§ **REQUIREMENT**
Repeat the data that follows, keeping every character intact.

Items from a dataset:
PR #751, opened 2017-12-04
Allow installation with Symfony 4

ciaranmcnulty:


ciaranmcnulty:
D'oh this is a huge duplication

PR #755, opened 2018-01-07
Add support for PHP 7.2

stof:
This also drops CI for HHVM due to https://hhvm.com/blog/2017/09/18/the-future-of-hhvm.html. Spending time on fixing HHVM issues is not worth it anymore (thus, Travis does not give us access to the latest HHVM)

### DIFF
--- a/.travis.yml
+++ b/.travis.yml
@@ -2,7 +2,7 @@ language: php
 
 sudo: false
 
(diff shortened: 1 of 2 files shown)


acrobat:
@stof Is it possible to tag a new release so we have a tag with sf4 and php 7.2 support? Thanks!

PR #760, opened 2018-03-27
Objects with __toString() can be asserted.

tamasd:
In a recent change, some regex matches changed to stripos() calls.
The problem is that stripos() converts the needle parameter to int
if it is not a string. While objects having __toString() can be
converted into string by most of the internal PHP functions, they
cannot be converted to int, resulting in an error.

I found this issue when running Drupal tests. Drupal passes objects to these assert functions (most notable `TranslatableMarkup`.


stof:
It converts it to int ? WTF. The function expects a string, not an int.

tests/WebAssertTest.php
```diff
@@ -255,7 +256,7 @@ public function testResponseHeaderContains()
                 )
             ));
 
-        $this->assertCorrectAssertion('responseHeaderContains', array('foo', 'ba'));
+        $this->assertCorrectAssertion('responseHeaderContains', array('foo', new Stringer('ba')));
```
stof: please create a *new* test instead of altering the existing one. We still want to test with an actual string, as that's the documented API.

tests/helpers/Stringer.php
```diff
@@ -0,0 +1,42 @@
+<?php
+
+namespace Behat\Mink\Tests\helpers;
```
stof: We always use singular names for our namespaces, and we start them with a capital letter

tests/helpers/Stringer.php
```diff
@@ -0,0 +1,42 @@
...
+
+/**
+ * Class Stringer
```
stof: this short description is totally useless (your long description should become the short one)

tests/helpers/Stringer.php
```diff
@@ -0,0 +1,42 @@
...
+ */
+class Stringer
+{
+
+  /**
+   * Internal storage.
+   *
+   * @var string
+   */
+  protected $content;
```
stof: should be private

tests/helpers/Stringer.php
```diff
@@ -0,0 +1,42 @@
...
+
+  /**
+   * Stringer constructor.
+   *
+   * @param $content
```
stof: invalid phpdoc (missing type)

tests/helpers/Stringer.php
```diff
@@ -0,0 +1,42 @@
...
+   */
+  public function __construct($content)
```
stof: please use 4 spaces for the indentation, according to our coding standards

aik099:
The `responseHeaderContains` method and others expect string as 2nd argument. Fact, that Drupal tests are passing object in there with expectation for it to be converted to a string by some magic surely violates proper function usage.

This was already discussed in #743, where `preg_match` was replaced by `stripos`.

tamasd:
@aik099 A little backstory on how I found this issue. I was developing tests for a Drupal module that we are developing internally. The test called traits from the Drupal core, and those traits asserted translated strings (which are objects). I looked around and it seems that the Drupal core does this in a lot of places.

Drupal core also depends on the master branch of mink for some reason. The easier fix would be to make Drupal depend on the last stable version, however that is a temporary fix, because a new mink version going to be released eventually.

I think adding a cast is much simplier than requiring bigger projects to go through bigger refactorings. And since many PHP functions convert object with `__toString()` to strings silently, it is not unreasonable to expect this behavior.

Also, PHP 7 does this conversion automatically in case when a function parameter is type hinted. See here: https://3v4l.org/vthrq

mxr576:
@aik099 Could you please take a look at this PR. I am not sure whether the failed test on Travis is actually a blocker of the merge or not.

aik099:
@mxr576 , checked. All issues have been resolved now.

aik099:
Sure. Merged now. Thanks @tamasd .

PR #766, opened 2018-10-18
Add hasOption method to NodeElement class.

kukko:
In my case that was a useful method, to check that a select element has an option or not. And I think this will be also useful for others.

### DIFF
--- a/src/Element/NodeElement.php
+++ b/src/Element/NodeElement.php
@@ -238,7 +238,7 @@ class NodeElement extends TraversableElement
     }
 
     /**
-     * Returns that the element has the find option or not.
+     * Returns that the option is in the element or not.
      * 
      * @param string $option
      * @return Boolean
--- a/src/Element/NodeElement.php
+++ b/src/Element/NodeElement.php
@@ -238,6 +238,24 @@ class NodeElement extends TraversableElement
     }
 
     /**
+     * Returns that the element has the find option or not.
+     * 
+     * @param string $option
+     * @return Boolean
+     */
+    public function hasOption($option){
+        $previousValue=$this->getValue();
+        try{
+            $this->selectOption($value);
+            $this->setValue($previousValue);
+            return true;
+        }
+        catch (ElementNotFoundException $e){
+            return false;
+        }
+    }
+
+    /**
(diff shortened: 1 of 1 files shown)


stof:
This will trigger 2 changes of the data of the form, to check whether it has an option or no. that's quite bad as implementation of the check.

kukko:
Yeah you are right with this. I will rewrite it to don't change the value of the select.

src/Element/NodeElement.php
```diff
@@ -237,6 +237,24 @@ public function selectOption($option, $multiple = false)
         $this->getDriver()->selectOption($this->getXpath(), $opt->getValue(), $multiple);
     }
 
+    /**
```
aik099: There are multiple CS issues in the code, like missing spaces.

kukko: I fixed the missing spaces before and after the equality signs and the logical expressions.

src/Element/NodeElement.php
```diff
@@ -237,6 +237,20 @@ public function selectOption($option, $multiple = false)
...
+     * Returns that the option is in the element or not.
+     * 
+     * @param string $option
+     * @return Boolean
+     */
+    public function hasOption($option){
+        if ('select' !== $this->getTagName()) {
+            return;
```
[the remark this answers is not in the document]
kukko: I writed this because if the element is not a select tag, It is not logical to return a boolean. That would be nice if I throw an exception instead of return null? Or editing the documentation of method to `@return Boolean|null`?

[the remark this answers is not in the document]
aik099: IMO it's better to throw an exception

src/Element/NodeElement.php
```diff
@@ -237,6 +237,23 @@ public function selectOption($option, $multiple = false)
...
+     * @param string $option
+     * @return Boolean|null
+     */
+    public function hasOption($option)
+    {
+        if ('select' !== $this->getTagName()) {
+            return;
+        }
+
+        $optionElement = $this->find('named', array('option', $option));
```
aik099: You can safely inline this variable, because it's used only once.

§ **EXPECTED OUTPUT**
PR #751, opened 2017-12-04
Allow installation with Symfony 4

ciaranmcnulty:


ciaranmcnulty:
D'oh this is a huge duplication

PR #755, opened 2018-01-07
Add support for PHP 7.2

stof:
This also drops CI for HHVM due to https://hhvm.com/blog/2017/09/18/the-future-of-hhvm.html. Spending time on fixing HHVM issues is not worth it anymore (thus, Travis does not give us access to the latest HHVM)

### DIFF
--- a/.travis.yml
+++ b/.travis.yml
@@ -2,7 +2,7 @@ language: php
 
 sudo: false
 
(diff shortened: 1 of 2 files shown)


acrobat:
@stof Is it possible to tag a new release so we have a tag with sf4 and php 7.2 support? Thanks!

PR #760, opened 2018-03-27
Objects with __toString() can be asserted.

tamasd:
In a recent change, some regex matches changed to stripos() calls.
The problem is that stripos() converts the needle parameter to int
if it is not a string. While objects having __toString() can be
converted into string by most of the internal PHP functions, they
cannot be converted to int, resulting in an error.

I found this issue when running Drupal tests. Drupal passes objects to these assert functions (most notable `TranslatableMarkup`.


stof:
It converts it to int ? WTF. The function expects a string, not an int.

tests/WebAssertTest.php
```diff
@@ -255,7 +256,7 @@ public function testResponseHeaderContains()
                 )
             ));
 
-        $this->assertCorrectAssertion('responseHeaderContains', array('foo', 'ba'));
+        $this->assertCorrectAssertion('responseHeaderContains', array('foo', new Stringer('ba')));
```
stof: please create a *new* test instead of altering the existing one. We still want to test with an actual string, as that's the documented API.

tests/helpers/Stringer.php
```diff
@@ -0,0 +1,42 @@
+<?php
+
+namespace Behat\Mink\Tests\helpers;
```
stof: We always use singular names for our namespaces, and we start them with a capital letter

tests/helpers/Stringer.php
```diff
@@ -0,0 +1,42 @@
...
+
+/**
+ * Class Stringer
```
stof: this short description is totally useless (your long description should become the short one)

tests/helpers/Stringer.php
```diff
@@ -0,0 +1,42 @@
...
+ */
+class Stringer
+{
+
+  /**
+   * Internal storage.
+   *
+   * @var string
+   */
+  protected $content;
```
stof: should be private

tests/helpers/Stringer.php
```diff
@@ -0,0 +1,42 @@
...
+
+  /**
+   * Stringer constructor.
+   *
+   * @param $content
```
stof: invalid phpdoc (missing type)

tests/helpers/Stringer.php
```diff
@@ -0,0 +1,42 @@
...
+   */
+  public function __construct($content)
```
stof: please use 4 spaces for the indentation, according to our coding standards

aik099:
The `responseHeaderContains` method and others expect string as 2nd argument. Fact, that Drupal tests are passing object in there with expectation for it to be converted to a string by some magic surely violates proper function usage.

This was already discussed in #743, where `preg_match` was replaced by `stripos`.

tamasd:
@aik099 A little backstory on how I found this issue. I was developing tests for a Drupal module that we are developing internally. The test called traits from the Drupal core, and those traits asserted translated strings (which are objects). I looked around and it seems that the Drupal core does this in a lot of places.

Drupal core also depends on the master branch of mink for some reason. The easier fix would be to make Drupal depend on the last stable version, however that is a temporary fix, because a new mink version going to be released eventually.

I think adding a cast is much simplier than requiring bigger projects to go through bigger refactorings. And since many PHP functions convert object with `__toString()` to strings silently, it is not unreasonable to expect this behavior.

Also, PHP 7 does this conversion automatically in case when a function parameter is type hinted. See here: https://3v4l.org/vthrq

mxr576:
@aik099 Could you please take a look at this PR. I am not sure whether the failed test on Travis is actually a blocker of the merge or not.

aik099:
@mxr576 , checked. All issues have been resolved now.

aik099:
Sure. Merged now. Thanks @tamasd .

PR #766, opened 2018-10-18
Add hasOption method to NodeElement class.

kukko:
In my case that was a useful method, to check that a select element has an option or not. And I think this will be also useful for others.

### DIFF
--- a/src/Element/NodeElement.php
+++ b/src/Element/NodeElement.php
@@ -238,7 +238,7 @@ class NodeElement extends TraversableElement
     }
 
     /**
-     * Returns that the element has the find option or not.
+     * Returns that the option is in the element or not.
      * 
      * @param string $option
      * @return Boolean
--- a/src/Element/NodeElement.php
+++ b/src/Element/NodeElement.php
@@ -238,6 +238,24 @@ class NodeElement extends TraversableElement
     }
 
     /**
+     * Returns that the element has the find option or not.
+     * 
+     * @param string $option
+     * @return Boolean
+     */
+    public function hasOption($option){
+        $previousValue=$this->getValue();
+        try{
+            $this->selectOption($value);
+            $this->setValue($previousValue);
+            return true;
+        }
+        catch (ElementNotFoundException $e){
+            return false;
+        }
+    }
+
+    /**
(diff shortened: 1 of 1 files shown)


stof:
This will trigger 2 changes of the data of the form, to check whether it has an option or no. that's quite bad as implementation of the check.

kukko:
Yeah you are right with this. I will rewrite it to don't change the value of the select.

src/Element/NodeElement.php
```diff
@@ -237,6 +237,24 @@ public function selectOption($option, $multiple = false)
         $this->getDriver()->selectOption($this->getXpath(), $opt->getValue(), $multiple);
     }
 
+    /**
```
aik099: There are multiple CS issues in the code, like missing spaces.

kukko: I fixed the missing spaces before and after the equality signs and the logical expressions.

src/Element/NodeElement.php
```diff
@@ -237,6 +237,20 @@ public function selectOption($option, $multiple = false)
...
+     * Returns that the option is in the element or not.
+     * 
+     * @param string $option
+     * @return Boolean
+     */
+    public function hasOption($option){
+        if ('select' !== $this->getTagName()) {
+            return;
```
[the remark this answers is not in the document]
kukko: I writed this because if the element is not a select tag, It is not logical to return a boolean. That would be nice if I throw an exception instead of return null? Or editing the documentation of method to `@return Boolean|null`?

[the remark this answers is not in the document]
aik099: IMO it's better to throw an exception

src/Element/NodeElement.php
```diff
@@ -237,6 +237,23 @@ public function selectOption($option, $multiple = false)
...
+     * @param string $option
+     * @return Boolean|null
+     */
+    public function hasOption($option)
+    {
+        if ('select' !== $this->getTagName()) {
+            return;
+        }
+
+        $optionElement = $this->find('named', array('option', $option));
```
aik099: You can safely inline this variable, because it's used only once.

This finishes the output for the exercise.